Читать «Утраченный Петербург» онлайн - страница 81

Инна Аркадьевна Соболева

Дмитрию Николаевичу Блудову повезло: то, что его покровителем был провинившийся фельдмаршал, на карьере молодого чиновника не отразилось. Правда, скорее всего потому, что был у него покровитель куда более могущественный. Не по официальному положению, но по заслугам перед Отечеством и по абсолютному доверию, с которым к нему относился государь. Этот покровитель — Николай Михайлович Карамзин.

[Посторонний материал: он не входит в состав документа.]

Issue #5907, opened 2024-08-29
Asteroids of unusual size


zonkmachine:
Found this while looking up lots of systems for the sake of testing planet and base names. Rarely an A.O.U.S. (asteroid of unusual size) would pop up. I haven't seen this with any of the other system bodies.  Could be related to density calculations and https://github.com/pioneerspacesim/pioneer/pull/5592 .

master 2c962df832c69c5cd9f4b83e215d7b4916cb2b8f
Iumir (-14, 11, -9)
![asteroid](https://github.com/user-attachments/assets/f7f212a5-8237-4408-90af-fe279b2b85e2)

### Observed behaviour
Asteroid icon can take on a very large size. It seem to also show unrealistic physical values, density for instance.

### Steps to reproduce
Very odd to find a really big one but either manually go through 100's of systems or load the save game below and search for 'iumir).

Ubuntu 22.04
master (2c962df832c69c5cd9f4b83e215d7b4916cb2b8f)

[output.txt](https://github.com/user-attachments/files/16802119/output.txt)
[opengl.txt](https://github.com/user-attachments/files/16802168/opengl.txt)
[asteroidfun.zip](https://github.com/user-attachments/files/16802143/asteroidfun.zip) (not zipped, just renamed)

Bodasey:
Bodies of this mass usually have radii of around 10 km, not twice or more the radius of Jupiter.

Better set the mass, set the type (icy moon, dry moon, dry material asteroid), add an according density and calculate the size?

The real models of this big image, (101955) Bennu and (162173) Ryugu, destination of OSIRIS-REx and Hayabusa 2 who have brought material from there to Earth, are even smaller (250m and 500m radius) and lighter (7*10^10 and 5*10^12 kg) - I don't know which role such bodies shall have in our game.

zonkmachine:
This doesn't seem to be a new problem but maybe the new system body icon set, the one with asteroid **101955 Bennu** that is in current use, made the issue visible. That and the inclusion of density info that makes the issue more visible.

Here's an asteroid approaching the size of Mars from the commit before #5592 was merged
![asteroidsizeold](https://github.com/user-attachments/assets/946fe856-20da-4738-8bf4-4078b64fc395)

zonkmachine:
Duplicate of https://github.com/pioneerspacesim/pioneer/issues/5854

Issue #5854, opened 2024-07-05
Some celestial bodies: Massive Tiny Rock Moon with 0.00 kg/m3 density


impaktor:
Discovered in video 10, of [Pioneer - Frequently Faililing](https://www.youtube.com/playlist?list=PLRNUEKviDIzHqRQUQfYHnZquHT3_cpXG6)

### Observed behaviour
![2024-07-05-062826_1269x692_scrot](https://github.com/pioneerspacesim/pioneer/assets/619390/3dd61c1b-d5be-4367-ad6c-e53b6fe01446)

__My pioneer version (and OS):__ Current master, ae53202e087e2d660e630a2e9223a8a7c9882482

impaktor:
```
<sturnclaw> Pretty sure that's because the moon's mass is the smallest
            expressible number in 32.32 fixed-point [08:33:16]
<sturnclaw> that's an unfortunate issue but more a side-effect of how we
            generate bodies [08:33:37]
<sturnclaw> Nothing I can really do about it at the moment - I think the
            massive icon is a completely different issue from the moon being
            generated with a low mass [08:34:09]
<sturnclaw> ...or rather it's a display issue rather than something directly
            stemming from the moon's lack of mass [08:34:27]
```

sturnclaw:
Possibly fixed now, low-end precision has been significantly improved when generating moons and we should no longer have zero-mass moons.

PR #6209, opened 2025-09-14
Prevent spiky asteroids in random systems

### LINKED ISSUE #5999: Asteroid procedural generator issue
### Observed behaviour
asteroid seems to be procedural generator issue resulting asteroid is larger than planet (Iumir h for example) and even weird looking asteroid like spikes, resulting larger than individual asteroids or planet, and speed warp has reduced. similar to #5907
Iumir (-14,11,-9)

system map:
Screenshot (78)

world view:
Screenshot (80)
Screenshot (81)

### Expected behaviour
same as #5907

### Steps to reproduce
similar as #5907, the asteroid to be regenerated for all system to real size not very larger ones. And search systems for potential larger asteroids (Capella for Example) and use the debug mode for hyperspace much easier especially further system ones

Незадолго до кончины, когда Николай I пожаловался знаменитому историографу, что вокруг него «никто не умеет написать двух страниц по-русски, кроме одного Сперанского», Карамзин посоветовал обратить внимание на Блудова и его товарища Дмитрия Васильевича Дашкова: сказал, что эти юноши могут быть в высшей степени полезны на государственном поприще. Император внимание обратил и еще раз убедился в проницательности Карамзина. Дарование Блудова в полной мере проявилось, когда он писал царские манифесты, когда готовил два новых издания Свода законов Российской империи, когда писал первый Уголовный кодекс России — «Уложение о наказаниях уголовных и исправительных» и, конечно же (уже при Александре II) — в подготовке великого дела освобождения крестьян. Награда была самой высокой из всех возможных — орден Андрея Первозванного.

Другие награды перечислять не буду. Поверьте, было их немало.

То, что граф Блудов был одним из самых талантливых и работоспособных чиновников как Николая I, так и Александра II, сомнению не подлежит. А вот каким он был человеком?

Н. М. Карамзин

Судя по всему — разным.

Известный публицист, активный деятель освободительной реформы Александр Иванович Кошелев, работавший под началом графа, писал: «Добра делал он очень много, был доступен для всякого и готов выслушивать каждого, кому он мог чем-либо быть полезным». Кошелева считают одним из самых добросовестных мемуаристов, так что доверять ему можно, тем более что опубликованы мемуары после смерти Блудова и нет никаких оснований подозревать их автора в лести.

О Блудове я помнила (со школьных ли лет, со студенческих?) совсем немногое: суд над декабристами, реакционные убеждения, но и «Арзамас». Вот и попыталась разобраться. Лучше всего это помогают сделать письма. Это в детстве я знала твердо: читать чужие письма нельзя. И не читала. Пока не была вынуждена нарушить табу: не читая писем Некрасова, не смогла бы написать курсовую. Оправдывала себя: ведь не тайком читаю, они ведь опубликованы. Ну, а потом… С годами черствеешь… Письма Блудова Жуковскому я читала, уже не испытывая ни малейшего чувства вины. «Здравствуй, Светлана (прозвище Жуковского в «Арзамасе». — И. С.), мне захотелось, захотелось так сильно сказать тебе… что-нибудь, например, что я люблю тебя и обнимаю, как люблю, то есть от всего сердца». Дмитрий Николаевич пишет, что привык жить сердцем, а здесь (в это время он в Лондоне, служит поверенным в делах Российской империи. — И. С.) оно вянет, потерял здоровье и бодрость и доверенность к себе; его поддерживает сознание, что он друг Карамзина, Тургенева, Батюшкова, одним словом — арзамасец. Он назвал своего мальчика Вадимом (Жуковский посвятил Блудову балладу «Вадим» из поэмы «Двенадцать спящих дев». — И. С.): «Это мой род завещания моим детям о сей вечной, незабвенной дружбе».